===== Records =====
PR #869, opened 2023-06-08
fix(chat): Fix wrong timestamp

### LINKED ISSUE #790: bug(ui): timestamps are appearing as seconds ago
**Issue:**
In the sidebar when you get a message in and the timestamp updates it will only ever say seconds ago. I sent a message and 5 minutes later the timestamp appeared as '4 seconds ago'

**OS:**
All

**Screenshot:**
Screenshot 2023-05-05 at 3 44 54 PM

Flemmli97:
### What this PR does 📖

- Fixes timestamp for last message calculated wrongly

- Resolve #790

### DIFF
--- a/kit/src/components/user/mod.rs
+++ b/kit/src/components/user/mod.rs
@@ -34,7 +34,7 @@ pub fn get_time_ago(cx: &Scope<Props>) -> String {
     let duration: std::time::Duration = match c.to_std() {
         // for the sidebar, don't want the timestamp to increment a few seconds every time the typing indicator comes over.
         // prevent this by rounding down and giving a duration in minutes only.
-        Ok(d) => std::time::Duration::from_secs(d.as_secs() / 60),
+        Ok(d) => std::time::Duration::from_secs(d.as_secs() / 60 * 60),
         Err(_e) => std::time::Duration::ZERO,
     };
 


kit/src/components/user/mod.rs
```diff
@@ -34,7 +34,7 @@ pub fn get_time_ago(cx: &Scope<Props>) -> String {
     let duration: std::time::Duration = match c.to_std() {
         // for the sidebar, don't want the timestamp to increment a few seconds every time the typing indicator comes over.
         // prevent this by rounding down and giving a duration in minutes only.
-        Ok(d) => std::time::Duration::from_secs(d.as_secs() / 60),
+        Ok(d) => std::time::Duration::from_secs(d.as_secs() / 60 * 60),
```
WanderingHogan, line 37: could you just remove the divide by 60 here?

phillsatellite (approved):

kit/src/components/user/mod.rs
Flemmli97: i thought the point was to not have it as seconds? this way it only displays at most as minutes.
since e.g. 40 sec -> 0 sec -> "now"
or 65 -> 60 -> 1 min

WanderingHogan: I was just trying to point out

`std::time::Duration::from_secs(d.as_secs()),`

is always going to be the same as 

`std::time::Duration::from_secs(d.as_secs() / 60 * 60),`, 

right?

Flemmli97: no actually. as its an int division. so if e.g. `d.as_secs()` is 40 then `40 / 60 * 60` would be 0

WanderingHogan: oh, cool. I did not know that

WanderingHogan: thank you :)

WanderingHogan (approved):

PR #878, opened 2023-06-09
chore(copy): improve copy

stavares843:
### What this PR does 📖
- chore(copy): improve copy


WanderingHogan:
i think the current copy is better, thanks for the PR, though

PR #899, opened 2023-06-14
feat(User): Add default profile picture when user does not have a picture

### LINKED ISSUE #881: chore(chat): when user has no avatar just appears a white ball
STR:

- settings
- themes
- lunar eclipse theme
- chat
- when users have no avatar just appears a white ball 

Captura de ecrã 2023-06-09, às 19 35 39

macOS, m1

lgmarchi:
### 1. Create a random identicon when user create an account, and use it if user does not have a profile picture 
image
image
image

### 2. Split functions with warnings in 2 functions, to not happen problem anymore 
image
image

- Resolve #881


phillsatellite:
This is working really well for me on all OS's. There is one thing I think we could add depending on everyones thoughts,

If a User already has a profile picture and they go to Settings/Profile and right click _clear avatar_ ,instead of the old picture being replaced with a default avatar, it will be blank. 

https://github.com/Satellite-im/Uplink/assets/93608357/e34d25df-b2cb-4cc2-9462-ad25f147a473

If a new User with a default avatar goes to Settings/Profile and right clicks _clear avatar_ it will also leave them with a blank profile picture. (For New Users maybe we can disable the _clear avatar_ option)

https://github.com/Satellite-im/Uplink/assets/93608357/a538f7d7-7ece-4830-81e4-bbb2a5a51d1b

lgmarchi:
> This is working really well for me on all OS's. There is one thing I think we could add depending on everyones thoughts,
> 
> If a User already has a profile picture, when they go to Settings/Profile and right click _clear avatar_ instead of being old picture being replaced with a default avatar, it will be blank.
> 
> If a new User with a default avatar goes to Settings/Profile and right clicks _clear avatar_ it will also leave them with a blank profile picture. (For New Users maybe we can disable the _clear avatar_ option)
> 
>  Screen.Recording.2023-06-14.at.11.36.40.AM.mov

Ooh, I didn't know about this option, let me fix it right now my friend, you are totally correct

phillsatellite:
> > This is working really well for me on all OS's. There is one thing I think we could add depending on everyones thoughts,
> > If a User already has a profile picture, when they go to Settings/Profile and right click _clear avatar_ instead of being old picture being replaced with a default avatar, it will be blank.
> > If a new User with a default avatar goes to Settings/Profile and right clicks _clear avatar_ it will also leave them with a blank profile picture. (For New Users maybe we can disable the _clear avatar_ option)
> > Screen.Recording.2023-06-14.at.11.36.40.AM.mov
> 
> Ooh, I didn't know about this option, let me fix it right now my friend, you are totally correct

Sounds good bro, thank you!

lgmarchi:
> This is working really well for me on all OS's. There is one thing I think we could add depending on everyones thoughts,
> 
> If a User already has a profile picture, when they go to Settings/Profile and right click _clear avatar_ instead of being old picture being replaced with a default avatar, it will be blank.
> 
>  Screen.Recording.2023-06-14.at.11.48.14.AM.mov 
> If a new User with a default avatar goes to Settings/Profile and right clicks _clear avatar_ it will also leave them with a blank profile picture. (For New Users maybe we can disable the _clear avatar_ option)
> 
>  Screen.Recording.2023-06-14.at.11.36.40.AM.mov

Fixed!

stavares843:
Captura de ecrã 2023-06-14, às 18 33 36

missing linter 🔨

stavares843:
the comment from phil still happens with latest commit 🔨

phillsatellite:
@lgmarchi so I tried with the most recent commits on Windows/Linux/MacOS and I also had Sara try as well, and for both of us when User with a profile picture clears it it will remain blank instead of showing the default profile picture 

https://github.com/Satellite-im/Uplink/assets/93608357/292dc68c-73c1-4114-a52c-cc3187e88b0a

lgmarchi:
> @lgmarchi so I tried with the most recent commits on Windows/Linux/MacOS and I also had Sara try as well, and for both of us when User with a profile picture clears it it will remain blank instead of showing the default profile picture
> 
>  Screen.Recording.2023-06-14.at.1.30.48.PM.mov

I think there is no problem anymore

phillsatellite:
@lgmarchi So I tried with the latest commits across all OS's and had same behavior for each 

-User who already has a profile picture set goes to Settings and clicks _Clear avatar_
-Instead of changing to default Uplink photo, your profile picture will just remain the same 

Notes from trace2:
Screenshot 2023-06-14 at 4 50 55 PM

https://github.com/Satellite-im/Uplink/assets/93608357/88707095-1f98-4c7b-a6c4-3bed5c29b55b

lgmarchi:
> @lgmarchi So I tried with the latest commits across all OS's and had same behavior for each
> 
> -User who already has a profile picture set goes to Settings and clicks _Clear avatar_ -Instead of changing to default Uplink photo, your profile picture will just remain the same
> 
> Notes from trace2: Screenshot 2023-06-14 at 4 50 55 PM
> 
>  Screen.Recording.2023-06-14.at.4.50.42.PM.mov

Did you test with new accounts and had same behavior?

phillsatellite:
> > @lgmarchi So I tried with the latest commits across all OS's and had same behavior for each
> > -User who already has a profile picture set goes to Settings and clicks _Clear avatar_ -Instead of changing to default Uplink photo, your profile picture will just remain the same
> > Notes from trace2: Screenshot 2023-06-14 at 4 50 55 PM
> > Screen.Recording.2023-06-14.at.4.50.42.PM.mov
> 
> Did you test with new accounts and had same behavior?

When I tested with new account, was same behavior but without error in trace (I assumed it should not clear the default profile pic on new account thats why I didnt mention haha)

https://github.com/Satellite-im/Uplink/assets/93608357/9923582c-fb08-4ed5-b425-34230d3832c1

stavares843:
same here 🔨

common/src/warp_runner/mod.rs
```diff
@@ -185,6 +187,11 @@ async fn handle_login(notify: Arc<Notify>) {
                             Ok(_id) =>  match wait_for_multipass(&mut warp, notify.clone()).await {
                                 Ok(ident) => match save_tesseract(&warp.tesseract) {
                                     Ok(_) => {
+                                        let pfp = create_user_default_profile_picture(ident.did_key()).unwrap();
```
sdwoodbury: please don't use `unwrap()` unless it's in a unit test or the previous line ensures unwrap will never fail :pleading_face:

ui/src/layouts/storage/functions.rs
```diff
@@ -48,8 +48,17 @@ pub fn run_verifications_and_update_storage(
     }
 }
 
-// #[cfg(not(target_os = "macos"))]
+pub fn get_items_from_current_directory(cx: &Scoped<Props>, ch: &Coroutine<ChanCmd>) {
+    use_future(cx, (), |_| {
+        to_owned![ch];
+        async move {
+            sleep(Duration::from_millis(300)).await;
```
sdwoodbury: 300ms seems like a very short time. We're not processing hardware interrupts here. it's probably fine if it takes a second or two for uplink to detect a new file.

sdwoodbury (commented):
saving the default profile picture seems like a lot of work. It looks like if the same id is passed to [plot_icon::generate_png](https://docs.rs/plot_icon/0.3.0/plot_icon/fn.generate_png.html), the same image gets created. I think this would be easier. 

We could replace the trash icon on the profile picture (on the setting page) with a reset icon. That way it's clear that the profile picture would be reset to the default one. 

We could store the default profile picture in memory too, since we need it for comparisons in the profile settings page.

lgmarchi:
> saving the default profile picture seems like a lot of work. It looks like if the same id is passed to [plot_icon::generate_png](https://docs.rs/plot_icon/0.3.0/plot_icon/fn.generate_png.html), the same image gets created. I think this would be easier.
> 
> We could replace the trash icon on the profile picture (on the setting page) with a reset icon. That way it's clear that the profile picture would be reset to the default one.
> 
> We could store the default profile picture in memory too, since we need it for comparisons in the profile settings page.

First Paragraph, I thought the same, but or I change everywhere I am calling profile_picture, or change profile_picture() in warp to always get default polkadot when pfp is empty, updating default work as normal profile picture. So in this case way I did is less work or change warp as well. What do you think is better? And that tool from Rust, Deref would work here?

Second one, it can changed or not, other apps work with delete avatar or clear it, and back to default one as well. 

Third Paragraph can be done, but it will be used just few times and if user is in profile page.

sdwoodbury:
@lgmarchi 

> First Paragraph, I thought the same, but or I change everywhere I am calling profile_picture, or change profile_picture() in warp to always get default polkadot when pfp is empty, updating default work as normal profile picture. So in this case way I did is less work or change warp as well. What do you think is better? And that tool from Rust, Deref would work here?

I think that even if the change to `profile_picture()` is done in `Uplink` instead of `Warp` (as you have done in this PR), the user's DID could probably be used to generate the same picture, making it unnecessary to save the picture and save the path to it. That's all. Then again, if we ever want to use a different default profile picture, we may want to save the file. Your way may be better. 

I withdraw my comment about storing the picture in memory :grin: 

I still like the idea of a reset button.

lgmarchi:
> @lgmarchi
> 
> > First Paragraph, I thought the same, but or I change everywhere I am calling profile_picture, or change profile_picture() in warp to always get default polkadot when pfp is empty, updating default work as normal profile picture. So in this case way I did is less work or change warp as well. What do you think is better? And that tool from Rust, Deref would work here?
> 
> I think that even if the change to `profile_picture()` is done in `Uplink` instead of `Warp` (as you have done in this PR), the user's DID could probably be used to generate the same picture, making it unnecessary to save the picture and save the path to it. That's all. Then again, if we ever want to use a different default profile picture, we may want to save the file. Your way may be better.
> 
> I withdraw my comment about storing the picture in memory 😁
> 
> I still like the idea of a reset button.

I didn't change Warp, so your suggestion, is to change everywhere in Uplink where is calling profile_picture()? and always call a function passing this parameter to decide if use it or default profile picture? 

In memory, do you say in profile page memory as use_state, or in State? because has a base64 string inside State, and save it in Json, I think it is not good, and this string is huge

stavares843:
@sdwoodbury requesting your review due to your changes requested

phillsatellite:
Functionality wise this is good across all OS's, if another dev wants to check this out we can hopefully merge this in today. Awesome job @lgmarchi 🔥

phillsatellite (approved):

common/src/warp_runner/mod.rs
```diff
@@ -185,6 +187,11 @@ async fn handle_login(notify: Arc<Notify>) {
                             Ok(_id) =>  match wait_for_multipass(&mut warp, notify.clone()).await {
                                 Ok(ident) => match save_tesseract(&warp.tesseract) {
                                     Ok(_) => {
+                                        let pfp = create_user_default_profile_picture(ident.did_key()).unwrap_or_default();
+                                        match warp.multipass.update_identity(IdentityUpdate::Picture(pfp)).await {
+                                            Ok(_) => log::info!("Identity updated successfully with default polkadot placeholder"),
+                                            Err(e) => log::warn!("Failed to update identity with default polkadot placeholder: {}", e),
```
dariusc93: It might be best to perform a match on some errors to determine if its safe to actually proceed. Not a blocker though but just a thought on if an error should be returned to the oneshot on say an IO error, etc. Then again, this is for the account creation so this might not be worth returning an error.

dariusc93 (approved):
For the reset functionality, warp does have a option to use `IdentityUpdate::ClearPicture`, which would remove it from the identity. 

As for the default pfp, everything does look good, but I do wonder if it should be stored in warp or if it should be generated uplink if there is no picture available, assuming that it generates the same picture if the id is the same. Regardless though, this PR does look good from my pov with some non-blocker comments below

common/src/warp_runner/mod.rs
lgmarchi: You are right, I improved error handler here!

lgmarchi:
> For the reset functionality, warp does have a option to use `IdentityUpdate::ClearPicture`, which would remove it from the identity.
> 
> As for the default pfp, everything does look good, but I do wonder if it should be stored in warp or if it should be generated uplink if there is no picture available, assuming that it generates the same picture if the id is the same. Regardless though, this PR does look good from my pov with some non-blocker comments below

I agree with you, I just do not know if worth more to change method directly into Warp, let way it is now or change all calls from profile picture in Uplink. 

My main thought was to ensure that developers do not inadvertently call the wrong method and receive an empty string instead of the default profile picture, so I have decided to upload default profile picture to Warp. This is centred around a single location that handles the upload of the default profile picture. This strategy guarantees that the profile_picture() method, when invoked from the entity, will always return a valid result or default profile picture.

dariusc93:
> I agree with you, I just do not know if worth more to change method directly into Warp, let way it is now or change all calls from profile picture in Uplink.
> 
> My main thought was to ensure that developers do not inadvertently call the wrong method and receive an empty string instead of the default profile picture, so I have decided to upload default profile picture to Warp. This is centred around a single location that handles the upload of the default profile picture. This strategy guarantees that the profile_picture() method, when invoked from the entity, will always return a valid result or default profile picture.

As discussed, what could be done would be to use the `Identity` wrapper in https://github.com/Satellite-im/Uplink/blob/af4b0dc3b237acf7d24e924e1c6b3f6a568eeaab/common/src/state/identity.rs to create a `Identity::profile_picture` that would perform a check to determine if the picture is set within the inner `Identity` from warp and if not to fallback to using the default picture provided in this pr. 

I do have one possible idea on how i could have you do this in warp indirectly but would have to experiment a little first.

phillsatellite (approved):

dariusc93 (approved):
=====
Instructions for the task: All lines above holding the word "accounts" make up the answer; copy each one.

Task result:
Did you test with new accounts and had same behavior?
> Did you test with new accounts and had same behavior?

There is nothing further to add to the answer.